何も無かった胸板から、双丘が飛び出て、セーターを押し上げる。
「わ、学校一の私と同じ大きさなんて…」
「ふふっ明日からは違いますよ…じゃあ大きくしていきますね」
「うんっ」
「英一がこんな変態だなんて…」
つくづく変態しか登場しない。
佳奈が目を閉じて考え始めると、すでに盛り上がっているセーターがさらに盛り上がる。
「せ、先輩…胸、苦しい…」
「わ、わかったよ」
英一がセーターを下から脱がすと、形のいい乳房がボロンとでてくる。
「すごい…」
目に飛び込んできた乳を思わず揉んでしまう英一。
「やわらかい…」
柔らかさはどんどん増していく。
「先輩、これくらいがいいですか…?」
「いや、まだまだ…」
「英一、これ以上やると警察呼ぶよ!英一!?」
恭子の言葉は英一に届いていない。
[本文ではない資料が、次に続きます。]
PR #95, opened 2019-09-27
Object Storage

phillc:


object_storage_clusters_test.go
```diff
@@ -0,0 +1,19 @@
...
+	client, teardown := createTestClient(t, "fixtures/TestListObjectStorageClusters")
+	defer teardown()
+
+	objectStorageClusters, err := client.ListObjectStorageClusters(context.Background(), nil)
+	if err != nil {
+		t.Errorf("Error listing objectStorageClusters, expected struct - error %v", err)
+	}
+	if len(objectStorageClusters) == 0 {
+		t.Errorf("Expected a list of objectStorageClusters - %v", objectStorageClusters)
+	}
```
jnschaeffer: Do we want to assert that the content of the cluster list is what we expect?

PR #1032, opened 2026-08-27
TPT-4456: Enable integration test for RDMA Linode interface

yec-akamai:
## 📝 Description

Remove skipping the test and allow to run the case. 

## ✔️ How to Test

```
make test-int
```

```
make test-unit
```


test/integration/instance_interfaces_test.go
```diff
@@ -185,14 +188,12 @@ func TestInstance_CreateWithLinodeInterfaces(
...
-	t.Skip("Skipping test because Linode with RDMA interfaces requires manual infra changes at the moment")
-
 	client, fixtureTeardown := createTestClient(t, "fixtures/TestInstance_CreateWithRDMAVPCInterfaces")
 	t.Cleanup(fixtureTeardown)
 
-	// GPUDirect RDMA capability not available for now
+	// GPUDirect RDMA capability not available in all regions, so we hardcode a region that supports it for this test.
 	// testRegion := getRegionsWithCaps(t, client, []linodego.RegionCapability{linodego.CapabilityVPCs, linodego.CapabilityGPUDirectRDMA})[0]
-	testRegion := getRegionsWithCaps(t, client, []linodego.RegionCapability{linodego.CapabilityVPCs})[0]
+	testRegion := "us-rno-1"
```
mawilk90, line 196: Does it make sense to store RDMA region in env vars as you did in Terraform tests?

test/integration/instance_interfaces_test.go
```diff
@@ -240,8 +241,7 @@ func TestInstance_CreateWithRDMAVPCInterfaces(t *testing.T) {
 			opts.RootPass = randPassword()
 			opts.Image = "linode/ubuntu24.04"
 			opts.Region = testRegion
-			// opts.Type = linodego.InstanceRDMAType
-			// opts.HostID = linodego.InstanceRDMAHostID
+			opts.Type = "g3-gpu-rtxpro6000-blackwell-rdma-8"
```
mawilk90, line 244: +1

test/integration/instance_interfaces_test.go
yec-akamai: I think it's not much benefit here in linodego, because we eventually recorded the fixtures and it includes both region and the plan. The major point I use the env vars in terraform is to avoid the test breaks the workflow in the future, when the region is no longer available for us to create rdma.

ezilber-akamai (approved):
Tests pass locally!

zliang-akamai (approved):

PR #1033, opened 2026-08-28
TPT-4603: Added support for NAT Service

ezilber-akamai:
## 📝 Description

Added support and unit tests for NAT Service for VPC.

## ✔️ How to Test

`make test-unit`


vpc_subnet.go
lgarber-akamai, line 136: Do we also need to include NATGateway here?

nat_gateways.go
```diff
@@ -0,0 +1,201 @@
...
+	return doGETRequest[NATGateway](ctx, c, e)
+}
+
+// CreateNATGateway creates a new NAT Gateway
+func (c *Client) CreateNATGateway(ctx context.Context, opts NATGatewayCreateOptions) (*NATGateway, error) {
+	return doPOSTRequest[NATGateway](ctx, c, "networking/natgateways", opts)
+}
+
+// UpdateNATGateway updates the NAT Gateway with the specified id
+func (c *Client) UpdateNATGateway(ctx context.Context, opts NATGatewayUpdateOptions, id int) (*NATGateway, error) {
```
lgarber-akamai, line 146: Looks like the ID and opts are out of order here 👀

vpc_subnet.go
ezilber-akamai: Yep, missed that!

mawilk90 (approved):

PR #1045, opened 2026-09-16
Add NFS spaces and filesystems

komer3:
## Description

Adds Linodego v4beta client support for NFS:

- NFS Space and Filesystem CRUD clients, capacity and usage fields, and lifecycle wait helpers.
- NFS Space and Filesystem Access Policy clients, including VPC, subnet, and Linode ACL models plus mTLS and squash policy options.

These endpoints are needed by the Linode File Storage CSI driver.

Live integration and fixture testing are unavailable because the NFS APIs are not in production. Both commits pass `make build` and temporary HTTP client smoke checks.


komer3:
Could a maintainer apply the `community-contribution` label? This PR does not have the TPT ticket key required by the title check.

nfs_spaces.go
```diff
@@ -0,0 +1,126 @@
...
+	UsedCapacityBytes int64          `json:"used_capacity_bytes"`
+	Created           *time.Time     `json:"-"`
+	Updated           *time.Time     `json:"-"`
+	Tags              []string       `json:"tags"`
+}
+
+// NFSSpaceCreateOptions contains fields accepted when creating an NFS Space.
+type NFSSpaceCreateOptions struct {
+	Label       string    `json:"label"`
+	Description **string  `json:"description,omitzero"`
```
yec-akamai: The double-pointer should not be necessary. Single pointer is good enough. Or is there any specific reason to have double pointer here?

nfs_spaces.go
```diff
@@ -0,0 +1,126 @@
...
+	Tags        *[]string `json:"tags,omitzero"`
+}
+
+// NFSSpaceUpdateOptions contains fields accepted when updating an NFS Space.
+type NFSSpaceUpdateOptions struct {
+	Label       *string   `json:"label,omitzero"`
+	Description **string  `json:"description,omitzero"`
```
yec-akamai: same here^

nfs_filesystems.go
```diff
@@ -0,0 +1,201 @@
...
+		ctx,
+		c,
+		formatAPIPath("nfs/spaces/%d/filesystems/%d", spaceID, filesystemID),
+	)
+}
+
+// GetNFSFilesystemByID returns an NFS Filesystem by its ID. This endpoint requires the v4beta API.
+func (c *Client) GetNFSFilesystemByID(ctx context.Context, filesystemID int) (*NFSFilesystem, error) {
+	return doGETRequest[NFSFilesystem](ctx, c, formatAPIPath("nfs/filesystems/%d", filesystemID))
+}
```
yec-akamai: I wonder if we could give better name to these two functions, because they all fetch by the filesystem id and the current naming is a bit confusing.

Here is my suggestion: 
```
func (c *Client) GetNFSSpaceFilesystem(ctx context.Context, spaceID int, filesystemID int) (*NFSFilesystem, error) 
```
```
func (c *Client) GetNFSFilesystem(ctx context.Context, filesystemID int) (*NFSFilesystem, error)
```
Does it look good to you?

yec-akamai (commented):
Could you please add some unit tests to the new endpoints and functions?

nfs_spaces.go
komer3: The OpenAPI schema allows `description` to be omitted, set to `null`, or set to a string. The distinction matters less during creation, so I’m okay changing this one to `*string`.

nfs_spaces.go
komer3: We need `**string` here. On update, omitting `description` leaves the current value unchanged, `null` clears it, and a string sets it. A single `*string` with `omitzero` cannot distinguish omitted from `null`.

nfs_filesystems.go
komer3: I’d prefer to keep the current names. `GetNFSFilesystem` matches the other nested filesystem operations, while `GetNFSFilesystemByID` clearly identifies the global lookup route. `GetNFSSpaceFilesystem` also sounds like a different resource type. Would you be okay with keeping the current names?

komer3:
Thanks for the review @yec-akamai! I'll work on adding the unit tests using mocks for these funcs

nfs_spaces.go
yec-akamai: Using single pointer *string can support sending explicit null value with omitzero. You don't need double pointer to do so. A non-nil pointer string will not be omitted.

nfs_filesystems.go
yec-akamai: If you can point out which operations match this naming too, we can consider them all together. Still, the `GetNFSFilesystemByID` sounds weird to us. We don't use `byid` in the naming, because it's redundant and the function parameter already tells it's by id. Do you have better idea on this?

yec-akamai: For another one, how about `GetNFSFilesystemInSpace(spaceID, id)`?

komer3: Hmmm thinking about it more, I really like `GetNFSFilesystemInSpace(spaceID, id)`. I'll switch it to that!

nfs_spaces.go
komer3: Maybe I’m missing something, but wouldn’t a single pointer prevent us from explicitly sending `null`? We can set a `*string` to `nil`, but because of omitzero, the field would be omitted from the JSON rather than encoded as `null`. no?

nfs_filesystems.go
komer3: Pushed the change in this commit: https://github.com/linode/linodego/pull/1045/changes/cd360647767c7cba0e7201a5d30493c4b3c9f940

nfs_spaces.go
yec-akamai: Let me better understand the use case: in this case user wants to unset the description, right? How will the API handle it? Is it 
```
description: ""
```
or 
```
description: null
```
are they equivalent? or does api take something else?

yec-akamai: I am asking is because normally API takes `""` to clean up string like description. In this case, singe pointer here is good enough and `""` won't be dropped. However, if this endpoint needs a literal `null`, we should keep it double

yec-akamai:
> Thanks for the review @yec-akamai! I'll work on adding the unit tests using mocks for these funcs

Tested with `make unit-test` and these cases are passing 👍

lgarber-akamai (approved):
LGTM other than Ye's feedback. Thanks for the contribution!

nfs_spaces.go
komer3: testing the API live in devcloud and looks like null is not accepted but the openapi spec says we need that for clearing the description... not sure why there is a mismatch there... 

Lets go with the single pointer. Setting it to empty string should be fine. That works when I tested it

komer3: Pushed the change: https://github.com/linode/linodego/pull/1045/changes/b73f52c4f42f10587fc6223cb5c856a5ca426305

yec-akamai (approved):
Nice work!

PR #460, opened 2018-11-20
adding trigger feature to mysql

bhartwichae:


buildNumber.properties
```diff
@@ -1,3 +1,3 @@
 #maven.buildNumber.plugin properties file
```
npetzall: This file should be excluded from commits.

We want to remove it in the future from the repository.

npetzall:
I've skimmed the DatabaseMetaData and there is no way to get triggers via JDBC. It probably always have to be custom queries.

Now I only wonder if we should consider at least MSSQL, MYSQL, PGSQL and Oracle.
Sadly we have little knowledge of with which DBMS schemaspy is mostly used.

npetzall:
@bhartwichae Do you want me to take over?

krismorte:
I really like this project, I'm a database admninistrator I will dedicate somte time to study the project and continue this feature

英一は構わず揉み続ける。
「もう、先輩ったら、大胆ですね…それっ」
ムギュギュギュッ
乳房の成長は加速する。
「俺、一生、このままでいたい…」
「先輩、私のこと、好きですか…?」
「す、好きだよ…」
「うれしい…」
それを聞いた恭子が泣き喚きながら走り去っていった後も、英一は佳奈の乳房を揉み続け、佳奈の成長は止まる
ところを知らなかった。
翌日。
「で、どうなったんですか!」
「成功。性格悪い女も追い払った」
「えっ!すごいですね!佳奈さんの知的センスは最高ですね!」
「いいえ、単に私の魅力」
「ああ、察しました」
「うふっ。今日も先輩のお相手してあげるの」
「あー!私の中の佳奈さんが壊れていくぅー!」
以降、佳奈が教室で成長することはなくなった。